"UNDERRUN status detected 0x15-0x800" warnings in messages file after applying current patches.

  • 7009720
  • 10-Nov-2011
  • 10-Aug-2012

Environment

Novell Open Enterprise Server 2 (OES 2) Linux Support Pack 3
SUSE Linux Enterprise Server 10 Service Pack 3
SUSE Linux Enterprise Server 10 Service Pack 4

Situation

/var/log/messages contain such as this:
kernel: scsi(0:0:1) UNDERRUN status detected 0x15-0x800. resid=0x5c fw_resid=0x0 cdb=0xa3 os_underflow=0x0
These repeat and are causing concern.  It seems to have started after applying the current patches


Resolution

There's two types of UNDERRUNs you'll typically see, ones where the sender/receiver agree on the residual amount, are are perfectly valid:

    Sep 29 23:32:40 hkda2ls0005 kernel: scsi(2:0:5) UNDERRUN status detected
0x15-0x800. resid=0x46 fw_resid=0x46 cdb=0x12 os_underflow=0x0
    Sep 29 23:32:40 hkda2ls0005 kernel: scsi(2:0:5) UNDERRUN status detected
0x15-0x800. resid=0x2e fw_resid=0x2e cdb=0x12 os_underflow=0x0
    Sep 29 23:32:40 hkda2ls0005 kernel: scsi(2:0:57) UNDERRUN status detected
0x15-0x800. resid=0x58 fw_resid=0x58 cdb=0x25 os_underflow=0x0
    Sep 29 23:32:40 hkda2ls0005 kernel: scsi(2:0:57) UNDERRUN status detected
0x15-0x800. resid=0x56 fw_resid=0x56 cdb=0x12 os_underflow=0x0

and others where the residuals don't match, where the command is returned with a 'failed, yet retry-able' status:

    Sep  9 11:35:44 hkda2ls0005 kernel: scsi(3:0:93) UNDERRUN status detected
0x15-0x0. resid=0x0 fw_resid=0x73000 cdb=0x28 os_underflow=0x80000
    Sep  9 11:35:44 hkda2ls0005 kernel: scsi(3:0:0:93) Dropped frame(s)
detected (73000 of 80000 bytes)...retrying command.
    Sep  9 11:35:44 hkda2ls0005 kernel: sd 3:0:0:93: SCSI error: return code =
0x00070000
    Sep  9 11:35:44 hkda2ls0005 kernel: end_request: I/O error, dev sdci,
sector 15659008
    Sep  9 11:35:44 hkda2ls0005 kernel: device-mapper: multipath: Failing path
69:96.

These can happen for a variety of reasons, mostly hardware/cabling problem related.
These warnings have been introduced by

patches.drivers/qla2xxx-properly-handle-UNDERRUN-completion-status

in the latest kernel version, and haven't been seen by earlier versions.

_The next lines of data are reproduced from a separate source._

PR #871, opened 2016-04-29
Cleaned up install script to make more internally consistent.

ewiseblatt:
Use consistent bash syntax.
Cleaned up some comments.
Declare and document some global variables (using boolean values).
Fixed azure config with --quiet.
Deprecated "both" --cloud_provider option.

@dpeterka @rguthriemsft

### DIFF
--- a/InstallSpinnaker.sh
+++ b/InstallSpinnaker.sh
@@ -4,6 +4,24 @@ set -o pipefail
 
 REPOSITORY_URL="https://dl.bintray.com/spinnaker/debians"
 
+
+# This script uses the following global variables.
+AWS_ENABLED=false     # set by --cloud_providers
+AZURE_ENABLED=false   # set by --cloud_providers
+GOOGLE_ENABLED=false  # set by --cloud_providers
+
+# Set by --local-install, means download packages
+# rather than adding additional external repositories.
+DOWNLOAD=false        
+
+# Set by --quiet, wont prompt or echo status output.                      
+QUIET=false
+
+# Set by --dependencies only,
+# Install dependencies but not spinnaker itself.
+DEPENDENCIES_ONLY=false
+
+
 ## This script install pre-requisites for Spinnaker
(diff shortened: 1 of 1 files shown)


InstallSpinnaker.sh
```diff
@@ -384,7 +404,7 @@ function add_apt_repositories() {
 }
 
 function install_java() {
-  if [ "$DOWNLOAD" != "true" ];then
+  if [[ $DOWNLOAD != true ]]; then
```
dpeterka: boolean instead of string compare just need ```if [ $DOWNLOAD]```

dpeterka:
Double brackets make me nervous if script is going to run on various systems but that is more of a preference....
http://stackoverflow.com/questions/669452/is-preferable-over-in-bash-scripts

ewiseblatt:
It was my impression that double brackets are explicitly part of bash, and
the script is specifically specified as a bash script so this is
safe/reliable. I hadnt considered that we might need a shell other than
bash, but I think it's pretty low risk to assume that either bash is
available, or there would be bigger problems with the script (e.g. apt
package manager isnt available either) for that particular system.

I propose we keep them, but if not, we should remove them everywhere and
I'll change the PR to do that.

dpeterka:
I think so, if we are extending our ability to test which OS the installer runs on at some point we should probably re-visit however.

LGTM otherwise. Merge!

InstallSpinnaker.sh
ewiseblatt: Actually, turns out that it is "if $DOWNLOAD" without the brackets because 'false' is treated as a non-0 length string rather than a keyword or command returning a non-0 result.

ewiseblatt:
I dont follow what "I think so" refers to. Are you ok with double brackets?
I changed the boolean "if" expressions to your earlier suggestion (minus
the brackets).

dpeterka:
I am okay with double brackets.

They are only visible if ql2xextended_error_logging is active, and it provides useful information in case customer needs to debug the driver. By default, that
option is enabled.

As long as there is no hardware/cabling problem, you can remove the extended logging module option from qla2xxx. Any substantial failure will still be logged, so operations won't be affected.

You can disable it permanently doing the below procedure: 1. Create new file in /etc/modprobe.d/ directory using the following command: # vi /etc/modprobe.d/qlogic 2. To disable extended logging, use # to comment out the following line: #options qla2xxx ql2xextended_error_logging=1 3. Restart the host.
and the following one without having to restart the server:

echo 0 > /sys/module/qla2xxx/parameters/ql2xextended_error_logging
This last procedure is not permanent so, if you reboot the server, these qlogic warnings will appear again. Use the first procedure to make this change effective after every server restart.